Input data =
◇ ◇ ◇ ◇

PR #42, opened 2020-07-30
config: Add configuration for min request count

gvso:
This adds configuration and flag to specify the minimum number of requests needed to diagnose the candidate's health

### DIFF
--- a/cmd/operator/main.go
+++ b/cmd/operator/main.go
@@ -70,13 +70,14 @@ var (
 	flRegionsString string
 
 	// Rollout strategy-related flags.
-	flSteps       stepFlags
-	flStepsString string
-	flInterval    int64
-	flErrorRate   float64
-	flLatencyP99  float64
-	flLatencyP95  float64
-	flLatencyP50  float64
+	flSteps           stepFlags
+	flStepsString     string
+	flInterval        int64
+	flMinRequestCount uint64
+	flErrorRate       float64
+	flLatencyP99      float64
+	flLatencyP95      float64
+	flLatencyP50      float64
 
 	// Metrics provider flags.
 	flGoogleSheetsID string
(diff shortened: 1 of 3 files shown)


cmd/operator/main.go
```diff
@@ -92,6 +93,7 @@ func init() {
 	flag.Var(&flSteps, "step", "a percentage in traffic the candidate should go through")
 	flag.StringVar(&flStepsString, "steps", "5,20,50,80", "define steps in one flag separated by commas (e.g. 5,30,60)")
 	flag.Int64Var(&flInterval, "interval", 0, "the time between each rollout step")
+	flag.Uint64Var(&flMinRequestCount, "min-requests", 0, "expected minimum requests before determining candidate's health")
```
ahmetb, line 96: Lets set a default value

pkg/config/config.go
```diff
@@ -104,19 +105,22 @@ func (config *Config) Validate(cliMode bool) error {
 
 func validateMetrics(metricsCriteria Metric) error {
 	threshold := metricsCriteria.Threshold
+	if threshold < 0 {
```
ahmetb, line 108: Why not move it inside case: ?

gvso: That would mean checking for `threshold < 0` in 3 parts (more times as we support more metrics). Also, I can't think of a metrics that can have negative thresholds, which might be possible, but we haven't dealt with one yet.

cmd/operator/main.go
gvso: Let me research and think of a potential default value

gvso: I've been thinking about this, but it becomes hard to set a default value that works for many (most) services. This value really depends on the traffic your service often receives, which might require some analysis of the traffic in the past (which is possible). Also, this value also depends on the decision in #43 

If we decide to do #43, it might be easier to go with some "random" number like 1000.

ahmetb: Per #43 I think we should go with default=0 (no such requirement).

◇ ◇ ◇ ◇

What you should do = Take the entries above and copy them out exactly.

Solution =
PR #42, opened 2020-07-30
config: Add configuration for min request count

gvso:
This adds configuration and flag to specify the minimum number of requests needed to diagnose the candidate's health

### DIFF
--- a/cmd/operator/main.go
+++ b/cmd/operator/main.go
@@ -70,13 +70,14 @@ var (
 	flRegionsString string
 
 	// Rollout strategy-related flags.
-	flSteps       stepFlags
-	flStepsString string
-	flInterval    int64
-	flErrorRate   float64
-	flLatencyP99  float64
-	flLatencyP95  float64
-	flLatencyP50  float64
+	flSteps           stepFlags
+	flStepsString     string
+	flInterval        int64
+	flMinRequestCount uint64
+	flErrorRate       float64
+	flLatencyP99      float64
+	flLatencyP95      float64
+	flLatencyP50      float64
 
 	// Metrics provider flags.
 	flGoogleSheetsID string
(diff shortened: 1 of 3 files shown)


cmd/operator/main.go
```diff
@@ -92,6 +93,7 @@ func init() {
 	flag.Var(&flSteps, "step", "a percentage in traffic the candidate should go through")
 	flag.StringVar(&flStepsString, "steps", "5,20,50,80", "define steps in one flag separated by commas (e.g. 5,30,60)")
 	flag.Int64Var(&flInterval, "interval", 0, "the time between each rollout step")
+	flag.Uint64Var(&flMinRequestCount, "min-requests", 0, "expected minimum requests before determining candidate's health")
```
ahmetb, line 96: Lets set a default value

pkg/config/config.go
```diff
@@ -104,19 +105,22 @@ func (config *Config) Validate(cliMode bool) error {
 
 func validateMetrics(metricsCriteria Metric) error {
 	threshold := metricsCriteria.Threshold
+	if threshold < 0 {
```
ahmetb, line 108: Why not move it inside case: ?

gvso: That would mean checking for `threshold < 0` in 3 parts (more times as we support more metrics). Also, I can't think of a metrics that can have negative thresholds, which might be possible, but we haven't dealt with one yet.

cmd/operator/main.go
gvso: Let me research and think of a potential default value

gvso: I've been thinking about this, but it becomes hard to set a default value that works for many (most) services. This value really depends on the traffic your service often receives, which might require some analysis of the traffic in the past (which is possible). Also, this value also depends on the decision in #43 

If we decide to do #43, it might be easier to go with some "random" number like 1000.

ahmetb: Per #43 I think we should go with default=0 (no such requirement).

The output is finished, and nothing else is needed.